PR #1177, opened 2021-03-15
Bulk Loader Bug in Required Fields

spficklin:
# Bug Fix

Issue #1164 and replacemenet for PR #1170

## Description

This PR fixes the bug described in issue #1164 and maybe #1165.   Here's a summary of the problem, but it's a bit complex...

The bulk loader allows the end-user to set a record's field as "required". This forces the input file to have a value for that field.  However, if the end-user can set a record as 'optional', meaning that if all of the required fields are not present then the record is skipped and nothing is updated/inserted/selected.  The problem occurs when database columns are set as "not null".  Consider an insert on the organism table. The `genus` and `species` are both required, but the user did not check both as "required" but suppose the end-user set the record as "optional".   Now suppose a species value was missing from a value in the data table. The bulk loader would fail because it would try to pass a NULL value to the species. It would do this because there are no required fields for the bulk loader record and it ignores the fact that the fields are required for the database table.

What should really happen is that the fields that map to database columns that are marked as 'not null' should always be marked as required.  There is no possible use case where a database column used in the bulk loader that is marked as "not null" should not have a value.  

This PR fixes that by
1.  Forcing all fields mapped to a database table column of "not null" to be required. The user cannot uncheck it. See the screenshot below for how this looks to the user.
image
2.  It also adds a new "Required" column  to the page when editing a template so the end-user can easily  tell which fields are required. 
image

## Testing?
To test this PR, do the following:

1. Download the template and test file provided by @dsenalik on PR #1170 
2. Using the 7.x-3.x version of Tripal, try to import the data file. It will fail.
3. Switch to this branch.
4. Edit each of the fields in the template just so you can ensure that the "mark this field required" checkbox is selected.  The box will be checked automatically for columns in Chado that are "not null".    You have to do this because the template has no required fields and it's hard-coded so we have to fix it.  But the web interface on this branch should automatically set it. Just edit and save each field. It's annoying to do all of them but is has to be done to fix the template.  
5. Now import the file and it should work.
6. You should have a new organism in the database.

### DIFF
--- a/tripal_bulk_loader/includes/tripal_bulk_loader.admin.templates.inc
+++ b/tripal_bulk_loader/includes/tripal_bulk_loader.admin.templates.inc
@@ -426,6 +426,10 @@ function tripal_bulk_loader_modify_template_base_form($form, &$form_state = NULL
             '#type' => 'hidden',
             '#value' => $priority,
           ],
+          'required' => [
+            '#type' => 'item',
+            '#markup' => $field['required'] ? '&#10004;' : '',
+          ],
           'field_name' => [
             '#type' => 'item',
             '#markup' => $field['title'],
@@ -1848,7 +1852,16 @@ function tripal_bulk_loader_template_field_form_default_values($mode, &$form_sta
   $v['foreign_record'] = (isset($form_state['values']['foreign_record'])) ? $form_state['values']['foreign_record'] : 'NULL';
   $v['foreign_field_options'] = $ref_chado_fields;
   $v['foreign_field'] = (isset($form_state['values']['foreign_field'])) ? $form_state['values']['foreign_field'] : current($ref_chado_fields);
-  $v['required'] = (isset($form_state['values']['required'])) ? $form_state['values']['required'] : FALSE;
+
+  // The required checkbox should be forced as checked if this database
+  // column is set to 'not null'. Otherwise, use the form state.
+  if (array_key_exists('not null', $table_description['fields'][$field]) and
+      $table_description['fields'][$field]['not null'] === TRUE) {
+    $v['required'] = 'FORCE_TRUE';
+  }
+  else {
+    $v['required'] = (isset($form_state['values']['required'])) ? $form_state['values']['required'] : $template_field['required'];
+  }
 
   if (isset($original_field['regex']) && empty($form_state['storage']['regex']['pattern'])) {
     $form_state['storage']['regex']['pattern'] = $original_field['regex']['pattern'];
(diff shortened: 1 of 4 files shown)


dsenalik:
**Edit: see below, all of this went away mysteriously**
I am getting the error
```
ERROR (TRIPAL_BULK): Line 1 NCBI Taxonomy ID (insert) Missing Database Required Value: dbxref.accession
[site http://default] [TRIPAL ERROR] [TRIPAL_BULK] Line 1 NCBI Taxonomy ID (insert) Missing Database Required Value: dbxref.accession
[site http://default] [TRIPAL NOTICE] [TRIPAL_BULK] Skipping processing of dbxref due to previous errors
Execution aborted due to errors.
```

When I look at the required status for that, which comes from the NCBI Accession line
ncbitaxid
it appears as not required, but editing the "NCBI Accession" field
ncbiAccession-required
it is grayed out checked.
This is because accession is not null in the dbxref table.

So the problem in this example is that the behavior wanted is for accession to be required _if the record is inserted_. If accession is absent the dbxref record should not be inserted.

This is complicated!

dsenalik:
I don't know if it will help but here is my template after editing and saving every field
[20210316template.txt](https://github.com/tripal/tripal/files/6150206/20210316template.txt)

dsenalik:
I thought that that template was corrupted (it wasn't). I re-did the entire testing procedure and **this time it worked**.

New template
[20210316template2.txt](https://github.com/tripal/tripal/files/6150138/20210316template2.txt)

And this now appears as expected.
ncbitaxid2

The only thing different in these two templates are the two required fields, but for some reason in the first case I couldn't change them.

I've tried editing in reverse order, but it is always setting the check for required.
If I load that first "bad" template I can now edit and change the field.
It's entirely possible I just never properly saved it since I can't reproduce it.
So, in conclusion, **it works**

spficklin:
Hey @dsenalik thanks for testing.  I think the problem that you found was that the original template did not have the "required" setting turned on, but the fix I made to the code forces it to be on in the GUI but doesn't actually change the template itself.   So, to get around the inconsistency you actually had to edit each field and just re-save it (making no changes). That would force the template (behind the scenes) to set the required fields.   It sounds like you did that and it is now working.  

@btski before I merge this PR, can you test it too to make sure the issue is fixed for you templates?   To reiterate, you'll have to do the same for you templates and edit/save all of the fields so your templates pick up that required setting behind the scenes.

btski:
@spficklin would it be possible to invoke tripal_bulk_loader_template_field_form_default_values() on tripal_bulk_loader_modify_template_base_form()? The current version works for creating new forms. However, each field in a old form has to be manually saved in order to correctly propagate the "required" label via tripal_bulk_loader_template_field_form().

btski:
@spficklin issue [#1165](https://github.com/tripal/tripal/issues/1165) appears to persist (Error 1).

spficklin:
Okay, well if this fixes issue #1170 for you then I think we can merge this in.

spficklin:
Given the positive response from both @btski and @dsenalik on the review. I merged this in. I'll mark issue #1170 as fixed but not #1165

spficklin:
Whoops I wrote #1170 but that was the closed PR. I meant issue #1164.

* * *

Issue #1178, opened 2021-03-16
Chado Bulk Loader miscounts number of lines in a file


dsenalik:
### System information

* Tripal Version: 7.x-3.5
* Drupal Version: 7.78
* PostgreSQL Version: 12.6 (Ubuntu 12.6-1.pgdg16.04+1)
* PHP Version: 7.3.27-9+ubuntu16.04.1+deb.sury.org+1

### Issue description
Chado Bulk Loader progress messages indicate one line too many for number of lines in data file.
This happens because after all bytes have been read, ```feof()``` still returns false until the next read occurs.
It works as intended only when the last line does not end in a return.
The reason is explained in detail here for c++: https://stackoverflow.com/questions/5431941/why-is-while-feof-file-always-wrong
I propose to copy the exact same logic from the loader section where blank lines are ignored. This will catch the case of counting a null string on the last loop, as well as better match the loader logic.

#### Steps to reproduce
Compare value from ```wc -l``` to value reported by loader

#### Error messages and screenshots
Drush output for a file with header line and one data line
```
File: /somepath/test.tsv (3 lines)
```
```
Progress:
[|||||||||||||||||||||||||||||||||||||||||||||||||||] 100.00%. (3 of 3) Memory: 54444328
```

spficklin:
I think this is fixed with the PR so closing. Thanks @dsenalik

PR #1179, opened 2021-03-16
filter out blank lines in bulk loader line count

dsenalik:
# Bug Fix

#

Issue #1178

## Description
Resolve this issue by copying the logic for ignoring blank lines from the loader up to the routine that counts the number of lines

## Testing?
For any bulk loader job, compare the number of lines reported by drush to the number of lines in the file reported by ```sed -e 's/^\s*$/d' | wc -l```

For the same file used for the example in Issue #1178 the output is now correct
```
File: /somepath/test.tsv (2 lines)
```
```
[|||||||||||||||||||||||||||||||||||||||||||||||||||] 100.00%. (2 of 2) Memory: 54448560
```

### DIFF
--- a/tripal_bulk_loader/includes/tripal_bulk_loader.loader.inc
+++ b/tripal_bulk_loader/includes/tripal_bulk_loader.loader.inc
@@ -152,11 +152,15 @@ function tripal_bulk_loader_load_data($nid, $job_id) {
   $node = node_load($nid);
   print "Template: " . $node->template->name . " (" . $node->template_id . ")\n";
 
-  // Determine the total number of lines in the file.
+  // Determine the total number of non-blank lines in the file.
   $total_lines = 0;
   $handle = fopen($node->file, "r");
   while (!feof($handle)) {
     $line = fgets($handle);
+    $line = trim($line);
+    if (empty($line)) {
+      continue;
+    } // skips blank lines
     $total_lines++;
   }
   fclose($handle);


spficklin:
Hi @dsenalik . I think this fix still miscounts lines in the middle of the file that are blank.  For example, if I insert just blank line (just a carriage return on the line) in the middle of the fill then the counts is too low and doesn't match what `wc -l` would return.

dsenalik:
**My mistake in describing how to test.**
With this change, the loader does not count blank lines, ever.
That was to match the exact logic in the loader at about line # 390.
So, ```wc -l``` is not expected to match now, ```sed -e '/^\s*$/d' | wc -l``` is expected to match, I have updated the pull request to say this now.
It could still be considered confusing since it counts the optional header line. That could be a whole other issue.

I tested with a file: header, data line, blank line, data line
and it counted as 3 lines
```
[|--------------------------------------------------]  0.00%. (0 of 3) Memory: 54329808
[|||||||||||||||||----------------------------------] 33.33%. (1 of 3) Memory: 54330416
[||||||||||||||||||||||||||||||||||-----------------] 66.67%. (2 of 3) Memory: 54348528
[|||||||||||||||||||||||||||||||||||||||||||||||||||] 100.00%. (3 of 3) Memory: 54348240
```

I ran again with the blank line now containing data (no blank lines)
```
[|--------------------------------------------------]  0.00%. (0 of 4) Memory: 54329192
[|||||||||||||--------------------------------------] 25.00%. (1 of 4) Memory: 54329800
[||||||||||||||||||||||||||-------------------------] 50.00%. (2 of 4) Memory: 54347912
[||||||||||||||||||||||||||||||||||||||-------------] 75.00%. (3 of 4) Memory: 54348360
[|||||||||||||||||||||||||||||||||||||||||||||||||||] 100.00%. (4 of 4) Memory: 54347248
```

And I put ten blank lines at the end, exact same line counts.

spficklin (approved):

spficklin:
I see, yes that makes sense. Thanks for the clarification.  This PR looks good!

| Exercise objective |
Please reproduce the lines from the line with "PR #1177, opened 2021-03-15" to the line with "This PR fixes the", both ends included, exactly as they appear above.

| Task response |
PR #1177, opened 2021-03-15
Bulk Loader Bug in Required Fields

spficklin:
# Bug Fix

Issue #1164 and replacemenet for PR #1170

## Description

This PR fixes the bug described in issue #1164 and maybe #1165.   Here's a summary of the problem, but it's a bit complex...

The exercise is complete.